You might find somebody selling an ActiveX control designed to handle generic M-JPEG over HTTP streams that raises an event every frame that presents the host program with the bytes of a JPEG frame, those bytes converted to a GDI DIB, or even an IPicture object you can treat as a StdPicture for display easily in VB. Or you might roll your own.
But as far as I can tell all of the easy to use HTTP mechanisms, even those offering interim results chunk by chunk for async requests, buffer the entire response. So when receiving an M-JPEG stream more and more memory gets consumed until finally the server closes the connection or your program aborts it. This seems to be the case for the WinInet control, MSXML.XMLHTTP, WinHttpRequest, and even calls to UrlMon's URLOpenStream. With 40KB average frames times 15 f/s that's 600KB more memory used every second you stream video!
This is an issue because MJPEG over HTTP works in a "long poll" or COMET-like fashion rather than "normal" HTTP request/response operation.
So this means rolling your own async/chunking HTTP Request object first, based on raw TCP. Not trivial because you need to handle authentication. Cameras I see range from no-auth, to simple URL query string auth, to Basic Authentication and even Digest Authentication.
These cameras also appear to be quirky. Some fail to correctly implement [tt]Content-Type: multipart/x-mixed-replace[/tt] headers (which MJPEG uses) so your code would need to handle that. Based on on articles and samples I found, a few used to even have spaces instead of hyphens in response header names (sending you [tt]Content Type:[/tt] instead of [tt]Content-Type:[/tt]).

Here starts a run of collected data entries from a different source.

PR #422, opened 2015-10-14
Validate X509CertificateClaims by SAN instead of by CN

### LINKED ISSUE #321: X509CertificateClaimSet should validate based on SAN instead of the Subject Name
For versions of .NET Framework > 4.6 on Desktop, we will no longer be checking certificate Subject Names for CN=host anymore; rather, we will test based on Subject Alternative Name. 

Currently, we are adopting the old behaviour checking against the Subject Name (CN=host) as our test certs are not generated with SANs present (see #320). 

In the wild, most certs issued should already contain SANs for the names that the server can be. We should therefore make a change in WCF Core to check certificates for SANs once #320 is resolved.

iamjasonp:
X509CertificateClaimSet should validate based on Subject Alternative Name instead of the Canonical Name to be consistent with Desktop .NET >= 4.6

Today, We are checking against the Subject (e.g. CN=host) on the certificate, to determine whether or not the cert was issued for a particular server, as this was the behaviour in <= 4.5. However, this is inflexible as the host could be serving the same cert but bound to multiple endpoints.

In the old case, for example, foo-bar.test.com != foo-bar, and a generated cert can only be valid for exactly one of these. In the new case, a certificate can have a Subject with a particular CN, but  multiple Subject Alt Names for which the cert is also valid.

In the wild, most certs issued already contain SANs for the names that the server can be, so we should be consistent with current behaviour and ditch the legacy way of checking certs against servers.

Fixes #321

### DIFF
--- a/src/System.Private.ServiceModel/src/System/IdentityModel/Claims/X509CertificateClaimSet.cs
+++ b/src/System.Private.ServiceModel/src/System/IdentityModel/Claims/X509CertificateClaimSet.cs
@@ -171,10 +171,12 @@ namespace System.IdentityModel.Claims
             if (!string.IsNullOrEmpty(value))
                 claims.Add(Claim.CreateX500DistinguishedNameClaim(_certificate.SubjectName));
 
-            // #321 - Desktop implmentation > 4.6 replaces this with a SAN check
-            value = _certificate.GetNameInfo(X509NameType.DnsName, false);
-            if (!string.IsNullOrEmpty(value))
-                claims.Add(Claim.CreateDnsClaim(value));
+            // Since a SAN can have multiple DNS entries
+            string[] entries = GetDnsFromExtensions(_certificate);
+            for (int i = 0; i < entries.Length; ++i)
+            {
+                claims.Add(Claim.CreateDnsClaim(entries[i]));
+            }
 
             value = _certificate.GetNameInfo(X509NameType.SimpleName, false);
             if (!string.IsNullOrEmpty(value))
@@ -243,11 +245,10 @@ namespace System.IdentityModel.Claims
             {
                 if (right == null || Rights.PossessProperty.Equals(right))
                 {
-                    // #321 - Desktop implmentation > 4.6 replaces this with a SAN check
-                    string value = _certificate.GetNameInfo(X509NameType.DnsName, false);
-                    if (!string.IsNullOrEmpty(value))
+                    string[] entries = GetDnsFromExtensions(_certificate);
+                    for (int i = 0; i < entries.Length; ++i)
                     {
-                        yield return Claim.CreateDnsClaim(value);
+                        yield return Claim.CreateDnsClaim(entries[i]);
                     }
                 }
             }
@@ -269,6 +270,32 @@ namespace System.IdentityModel.Claims
                     }
                 }
             }
+        }
+
+        private static string[] GetDnsFromExtensions(X509Certificate2 cert)
+        {
+            foreach (X509Extension ext in cert.Extensions)
+            {
+                // Extension is SAN or SAN2
+                if (ext.Oid.Value == "2.5.29.7" || ext.Oid.Value == "2.5.29.17")
+                {
+                    string asnString = ext.Format(true);
+                    if (string.IsNullOrEmpty(asnString))
+                    {
+                        return new string[0];
+                    }
+
+                    string[] rawDnsEntries = asnString.Split(new string[1] { "\n" }, StringSplitOptions.RemoveEmptyEntries);
+                    string[] dnsEntries = new string[rawDnsEntries.Length];
+                    for (int i = 0; i < rawDnsEntries.Length; ++i)
+                    {
+                        int equalSignIndex = rawDnsEntries[i].IndexOf('=');
+                        dnsEntries[i] = rawDnsEntries[i].Substring(equalSignIndex + 1).Trim();
+                    }
+                    return dnsEntries;
+                }
+            }
+            return new string[0];
         }
 
         public override IEnumerator<Claim> GetEnumerator()
--- a/src/System.Private.ServiceModel/tests/Common/Scenarios/Endpoints.cs
+++ b/src/System.Private.ServiceModel/tests/Common/Scenarios/Endpoints.cs
@@ -362,4 +362,13 @@ public static partial class Endpoints
             return BridgeClient.GetResourceAddress("WcfService.TestResources.TcpTransportSecuritySslCustomCertValidationResource");
         }
     }
+
+    public static string Tcp_ClientCredentialType_Certificate_With_ServerAltName_Address
+    {
+        get
+        {
+            BridgeClientCertificateManager.InstallLocalCertificateFromBridge();
+            return BridgeClient.GetResourceAddress("WcfService.TestResources.TcpCertificateWithServerAltNameResource");
+        }
+    }
 }
--- a/src/System.Private.ServiceModel/tests/Scenarios/Client/ExpectedExceptions/ExpectedExceptionTests.cs
+++ b/src/System.Private.ServiceModel/tests/Scenarios/Client/ExpectedExceptions/ExpectedExceptionTests.cs
@@ -514,7 +514,6 @@ public static class ExpectedExceptionTests
 
     [Fact]
     [OuterLoop]
-    [ActiveIssue(533)]
     // Verify product throws MessageSecurityException when the service cert is revoked
     public static void TCP_ServiceCertRevoked_Throw_MessageSecurityException()
     {
--- a/src/System.Private.ServiceModel/tests/Scenarios/Security/TransportSecurity/Tcp/ClientCredentialTypeTests.cs
+++ b/src/System.Private.ServiceModel/tests/Scenarios/Security/TransportSecurity/Tcp/ClientCredentialTypeTests.cs
@@ -252,4 +252,43 @@ public static class Tcp_ClientCredentialTypeTests
             ScenarioTestHelpers.CloseCommunicationObjects((ICommunicationObject)serviceProxy, factory);
         }
     }
+
+    [Fact]
+    [OuterLoop]
+    public static void TcpClientCredentialType_Certificate_With_ServerAltName_EchoString()
+    {
+        EndpointAddress endpointAddress = null;
+        string testString = "Hello";
+        ChannelFactory<IWcfService> factory = null;
+        IWcfService serviceProxy = null;
+
+        try
+        {
+            // *** SETUP *** \\
+            NetTcpBinding binding = new NetTcpBinding(SecurityMode.Transport);
+            binding.Security.Transport.ClientCredentialType = TcpClientCredentialType.None;
+
+            endpointAddress = new EndpointAddress(new Uri(Endpoints.Tcp_ClientCredentialType_Certificate_With_ServerAltName_Address));
+
+            factory = new ChannelFactory<IWcfService>(binding, endpointAddress);
+            factory.Credentials.ServiceCertificate.Authentication.CertificateValidationMode = X509CertificateValidationMode.ChainTrust;
+            
+            serviceProxy = factory.CreateChannel();
+
+            // *** EXECUTE *** \\
+            string result = serviceProxy.Echo(testString);
+
+            // *** VALIDATE *** \\
+            Assert.Equal(testString, result);
+
+            // *** CLEANUP *** \\
+            ((ICommunicationObject)serviceProxy).Close();
+            factory.Close();
+        }
+        finally
+        {
+            // *** ENSURE CLEANUP *** \\
+            ScenarioTestHelpers.CloseCommunicationObjects((ICommunicationObject)serviceProxy, factory);
+        }
+    }
 }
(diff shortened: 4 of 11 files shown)


iamjasonp:
@bartonjs / @tushargupta51 / @brentschmaltz, could someone please take a look?

iamjasonp:
After this fix, and after System.Security.Claims >= 4.0.1-beta-23408 references resolve properly, the TCP transport security scenario will light up.

src/System.Private.ServiceModel/src/System/IdentityModel/Claims/X509CertificateClaimSet.cs
```diff
@@ -267,6 +268,32 @@ public override IEnumerable<Claim> FindClaims(string claimType, string right)
             }
         }
 
+        private static string[] GetDnsFromExtensions(X509Certificate2 cert)
+        {
+            foreach (X509Extension ext in cert.Extensions)
+            {
+                // Extension is SAN or SAN2
+                if (ext.Oid.Value == "2.5.29.7" || ext.Oid.Value == "2.5.29.17")
```
bartonjs: [OID-info](http://www.oid-info.com/get/2.5.29.7) says that 2.5.29.7 was declared Obsolete in/prior-to the year 2000; you can probably safely ignore it.  I don't think that Unix builds would even recognize it as anything to pretty print, instead just dumping the bytes in hex.  And certainly SslStream won't use that one

src/System.Private.ServiceModel/src/System/IdentityModel/Claims/X509CertificateClaimSet.cs
```diff
@@ -267,6 +268,32 @@ public override IEnumerable<Claim> FindClaims(string claimType, string right)
...
+                    string[] dnsEntries = new string[rawDnsEntries.Length];
+                    for (int i = 0; i < rawDnsEntries.Length; ++i)
+                    {
+                        int equalSignIndex = rawDnsEntries[i].IndexOf('=');
+                        dnsEntries[i] = rawDnsEntries[i].Substring(equalSignIndex + 1).Trim();
+                    }
+                    return dnsEntries;
+                }
+            }
+            return new string[0];
```
bartonjs: If you're trying for RFC 2818 matching logic, in the event there are no DNS values in the Subject Alternative Names list (or there's no SAN extension at all) you should fall back to the CN.  So the previous code would go here.

src/System.Private.ServiceModel/src/System/IdentityModel/Claims/X509CertificateClaimSet.cs
```diff
@@ -267,6 +268,32 @@ public override IEnumerable<Claim> FindClaims(string claimType, string right)
...
+                    if (string.IsNullOrEmpty(asnString))
+                    {
+                        return new string[0];
+                    }
+
+                    string[] rawDnsEntries = asnString.Split(new string[1] { "\n" }, StringSplitOptions.RemoveEmptyEntries);
+                    string[] dnsEntries = new string[rawDnsEntries.Length];
+                    for (int i = 0; i < rawDnsEntries.Length; ++i)
+                    {
+                        int equalSignIndex = rawDnsEntries[i].IndexOf('=');
```
bartonjs: There are a couple of problems with this.

* This won't work on x-plat, see https://github.com/dotnet/corefx/issues/3843 (aside: I missed moving this bug to github, glad it came up, so that I could link to it, and then couldn't find it!)
    * Firstly, because it doesn't have a way to print multiline, so the boolean doesn't do anything
    * Secondly, because it is "DNS:" as a prefix, vs Windows (en-US) "DNS Name="
* This is matching on all of the SAN entries.  You really only want the dNSName entries.  Sort of maybe you also want the iPAddress values, but those need to be matched as binary, not text (particularly IPv6, since there're a lot of text representations that are valid for localhost)

If not for the x-plat newlines, a viable option would be to save a byte\[\] of a Subject Alternative Names extension containing one value (and dNSName) and figure out what its prefix is; then match only on those entries.

(SAN Entries are each of type GeneralName:
```
   GeneralName ::= CHOICE {
        otherName                       [0]     OtherName,
        rfc822Name                      [1]     IA5String,
        dNSName                         [2]     IA5String,
        x400Address                     [3]     ORAddress,
        directoryName                   [4]     Name,
        ediPartyName                    [5]     EDIPartyName,
        uniformResourceIdentifier       [6]     IA5String,
        iPAddress                       [7]     OCTET STRING,
        registeredID                    [8]     OBJECT IDENTIFIER }
```
)

iamjasonp:
@bartonjs: Aw dang. 

I took the code in green pretty much verbatim from desktop as it exists for .NET 4.6 - if we make any changes to this logic, we'll have to make the same changes into desktop WCF too :frowning:

src/System.Private.ServiceModel/src/System/IdentityModel/Claims/X509CertificateClaimSet.cs
iamjasonp: It looks like that for .NET <= 4.5, we use the old (red) behaviour, and for .NET >= 4.6, we use the new (green) behaviour. Anything we do here should be backported to desktop

bartonjs:
@iamjasonp In the modern average case you won't be able to really tell a difference; I don't think I've seen anything other than dNSName in any certificate I didn't create myself for testing :).  And the guideline for several years has been that if the certificate is being issued for hostname matching purposes (e.g. TLS server authentication) that it use a dNSName instead of the CN in the subject.

That makes things (in general) happy for Desktop, at least.  The X-Plat formatting problem (or, really, the lack of X509SubjectAlternativeNameExtension as a rich X509Extension) is really what's biting you here.  If you're Windows-only, it'll be fine... but x-plat's... annoyingly difficult right now (sorry).

iamjasonp:
What do you recommend then? Should we get the codebases between .NET Core and Desktop to be the same again (i.e., accept this PR), and after that we can make the appropriate fixes to both places? 

Or should we just hold off on this change until we can make this completely correct? 

I vote for the first option, as it makes life easier when testing (our Bridge cert generation logic would be able to use one cert for multiple SANs, as opposed to attempting to figure out if subject `CN=foo` or `CN=foo.bar.com` is the correct cert to generate)

iamjasonp:
> That makes things (in general) happy for Desktop, at least. The X-Plat formatting problem (or, really, the lack of X509SubjectAlternativeNameExtension as a rich X509Extension) is really what's biting you here. If you're Windows-only, it'll be fine... but x-plat's... annoyingly difficult right now (sorry).

Heh, well, nobody ever said certs were easy :smile:. 

We're aiming to be x-plat, obviously, but we'd rather skip the *nix test and have the Windows one working rather than test neither.

bartonjs:
If this code is the same was what 4.6 has, there's certainly an argument to be made that you're no worse off than 4.6 :smile:.

You'd be improving the Windows version at the expense of the Unix version.  If you're not building platform-specific, what you could do is:
* change `Format(true)` to `Format(false)`
* List-split on commas
* Key-value split on equals or colon.
    * UPNs, if present, come from Windows as "Other Name:Principal Name=subjectupn2@example.org", so maybe you want the last split segment, rather than segments[1]

The newlines becoming commas would potentially cause complication for a certificate which had a SAN entry of type directoryName, since that would format like the subject line.


So.. yeah.  For test code I'd try to make the code more compatible ([I knew that plan sounded familiar, I did it in test code](https://github.com/dotnet/corefx/blob/master/src/System.Security.Cryptography.Encoding/tests/AsnEncodedData.cs#L36-L67)).  For the main assemblies... you'll have to decide what level of breaking something you're willing to risk.  You could try hiding the x-plat compatibility code behind a RuntimeInformation check...

iamjasonp:
Crap. this puts us between a rock and a hard place. We probably want to get this CoreCLR with parity to .NET Desktop 4.6 as a priority, but if this comes at a cost to *nix, then... hmm 

Also we want to make sure that any changes we make here get ported over to Desktop to maintain parity of behaviour between the two platforms. 

RC1 is looming...

roncain:
@iamjasonp  -- what is your proposal to move forward? And what are the fewest changes we can make in RC1 that have the most benefit for both Windows and *NIX? If this isn't decided today and resolved by Wednesday, what functionality will be broken in RC1?  I'd like to turn this conversation into known action items and owners, including both Windows and *NIX.

Specifically:
1. What is broken if we do nothing (both Windows and *NIX)?
2. What if fixed if this PR is merged as-is (both on Windows and *NIX)
3. What will be (or remain) broken is this PR is merged as-is?

If we need conditional compilation or runtime checking to support both, we need to know exactly what that is and when to do the work.

We should also not take it as a given anything we decide will get permission to move to Desktop.  So I'd treat that as a future conversation post-RC1.

iamjasonp:
> 1. What is broken if we do nothing (both Windows and *NIX)?
We would be validating against Canonical Names instead of Subject Alternative Names. If we do nothing, we are likely going to face problems in the real world if customers depend on this RFC 2818 logic - which dates to May 2000. 

> 2. What if fixed if this PR is merged as-is (both on Windows and *NIX)
> 3. What will be (or remain) broken is this PR is merged as-is?
We would be validating against SANs rather than CNs. Windows would improve and validation logic would be mostly compliant with RFC 2818, but a Linux client will be busted according to @bartonjs. 

It's worth noting that I think the Desktop > 4.6 behaviour is non-compliant to the RFC as well, due to it not checking for CN if no SAN are found. 

I think at this point, we are probably best off letting this PR sit until after RC1, after which: 
* Bring the code to parity with 4.6 on Windows
* We open up new issues for all the issues that @bartonjs brought up, as these *need* to be fixed 
* We fix the major x-plat issues above and hide them behind a RuntimeInformation check. 

* Note that we will likely have to diverge the code from desktop and WCF Core; the desktop code does not need to deal with the x-plat issues. Some changes (such as checking CN if no dNSName) will have to be ported to desktop.

src/System.Private.ServiceModel/src/System/IdentityModel/Claims/X509CertificateClaimSet.cs
```diff
@@ -171,10 +171,12 @@ IList<Claim> InitializeClaimsCore()
             if (!string.IsNullOrEmpty(value))
                 claims.Add(Claim.CreateX500DistinguishedNameClaim(_certificate.SubjectName));
 
-            // #321 - Desktop implmentation > 4.6 replaces this with a SAN check
-            value = _certificate.GetNameInfo(X509NameType.DnsName, false);
-            if (!string.IsNullOrEmpty(value))
-                claims.Add(Claim.CreateDnsClaim(value));
+            // Since a SAN can have multiple DNS entries
+            string[] entries = GetDnsFromExtensions(_certificate);
```
shmao: Nit: change the variable name to "dnsEntries" to make it more meaningful.

src/System.Private.ServiceModel/src/System/IdentityModel/Claims/X509CertificateClaimSet.cs
```diff
@@ -267,6 +268,32 @@ public override IEnumerable<Claim> FindClaims(string claimType, string right)
...
+        {
+            foreach (X509Extension ext in cert.Extensions)
+            {
+                // Extension is SAN or SAN2
+                if (ext.Oid.Value == "2.5.29.7" || ext.Oid.Value == "2.5.29.17")
+                {
+                    string asnString = ext.Format(true);
+                    if (string.IsNullOrEmpty(asnString))
+                    {
+                        return new string[0];
```
shmao: Do we want to return Array<string>.Empty() instead?

iamjasonp: I may take this as an additional comment after this is merged; this current commit brings us into line with what Desktop looks like

roncain:

roncain:

iamjasonp:

iamjasonp:

roncain:
LGTM.  Do we have an open issue to verify this works with a test?  Or is it possible to test with our Bridge endpoints?

iamjasonp:
This may be difficult to test explicitly - verification is that the system *continue* to work as they do, as we've now changed the validation mechanism from CN= to SAN. If they stop working, then we have a problem. 

What we can do is add a negative test to ensure that certs with *only* a CN= (i.e., without the SAN specified) stop working, but @bartonjs mentioned we should probably allow for a fallback in this case too, at some future date. This would require the Bridge to generate such certs, but it's not insurmountable - I'm just wondering if it's worth it for this scenario at hand. 

All the feedback that's here I'll capture into another set of issues and we'll work on them from there. It's a nontrivial list.

bartonjs:
@iamjasonp A good test case would be one where the CN doesn't match and the first SAN entry doesn't match, but a later one does.  For example:

Target: www.example.com
Cert: CN=example.com, SAN(DNS): example.com, SAN(DNS): *.example.com

Of course, there's also SAN(IP) (and IDNA concerns in CN/SAN(DNS))

iamjasonp:
hot damn :) that works. I don't think we're ready yet to handle IDNA yet though, but that's another thing for us to handle in future.

iamjasonp:

iamjasonp:
We've had ample time to review this, so I'm going to close this so we can start work on improving the overall story. https://github.com/dotnet/wcf/pull/422#issuecomment-149645749 is our current plan.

So far so good, and it just means a lot of programming and testing. Then if you have to support SSL/TLS you will need a 3rd party Winsock control replacement.
Once you have that done you need to decode the streamed content body data as you receive it chunk by chunk. Each time you have a frame of JPEG parsed out you can present that and discard those bytes of the stream. Rinse, repeat... until you abort the connection or the server closes it on you.
The last issue I can think of is that if your network is too slow or your program can't process frames fast enough eventually the server is going to close the connection on you. So you either need to set your cameras for low frame rates and small image size or else have a fast network, very optimal code, and nothing that ever steals much CPU from your M-JPEG stream processing logic.
These MJPEG cameras do not seem to drop frames on TCP congestion push-back, they drop the connection. As far as I can tell from how this content type works they have no choice.
Another solution is to use something like H.264 instead of M-JPEG over HTTP. This is less well documented and a lot harder to handle in VB6, but it doesn't require as much network bandwidth. It probably also provides for frame dropping on congestion.
I could see using C++ to create such an ActiveX control but I'd have serious doubts about doing it in a .Net language. VB6 will be superior in terms of performance because it doesn't have the potentially fatal handicap of .Net Garbage Collection. And as far as I can tell all of the .Net Framework's HTTP client libraries have the same "leak memory until end of response" issue.